The spark for Cahill to get down on ground level with his members had come back in his Wellington office. There, he had heard the first sketchy reports of fatal shootings in Christchurch. His immediate thought was of a shootout between warring criminals. But then came more detail through the mainstream and social media, and the appalling live stream alleged gunman Brenton Tarrant ran on Facebook. “You then realized this was actually an act of mass shooting,” Cahill says. “Then there’s that sort of overwhelming feeling in your gut: ‘Ah, shit! It’s happened!’

“We thought we were safe from this sort of stuff down here in New Zealand, but we’re not. It was also just the whole idea that a lot of our innocence was gone for good with this.” So Cahill headed straight for Christchurch – where he would spend around 15 of the next 21 days – with clear, presidential objectives. One was to support his members. Another was to represent them when it came to the international media covering the mosque shootings.
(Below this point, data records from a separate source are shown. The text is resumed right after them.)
PR #126, opened 2016-03-17
[]uint16, []uint32, and []uint64 encoding and decoding

m1kc:
As the title says. Every operation is checked so it doesn't allow reading negative values into uints or writing uints that exceed maximum values of PostgreSQL integer types. Tests included.


jackc:
Thanks!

In just five days, Cahill undertook around 60 television interviews on US, French, Australian and other overseas networks. He contributed equally to the print and radio media with many more interviews. “You want to make sure that you’re there to represent what the reality is for members,” he says. “You don’t want someone else filling that void who doesn’t know what they’re talking about or is telling a different story. “If that (alleged) gunman had got away and killed more people, the whole scenario could have changed, and the criticism could’ve been quite strong of police. That’s why I needed to be there, to take that heat and deal with the criticism and respond to it with facts. “Police sometimes are reluctant to start talking to the media because (they say): ‘I’ve got a court case,’ or ‘We’ve got to do an enquiry,’ or ‘We haven’t got all the facts.’ “That’s too late in this modern age. You’ve got to get in front and put your dialogue out straight away, and that’s where the association can have a really important role.” And the story Cahill was able to tell the media was one of outstanding police work. The empathy, expertise and endurance he had seen in the response of his members gave him overwhelming pride in them. As an example, he speaks of officers who held positions outdoors, in cold weather and without food, for 13 hours straight. “And you didn’t hear one complaint,” Cahill says. “It spoke volumes for the professionalism of those officers.” Disaster victim identification and post-mortems were other challenges police had to confront, with the Islamic community seeking to bury its dead as soon as possible.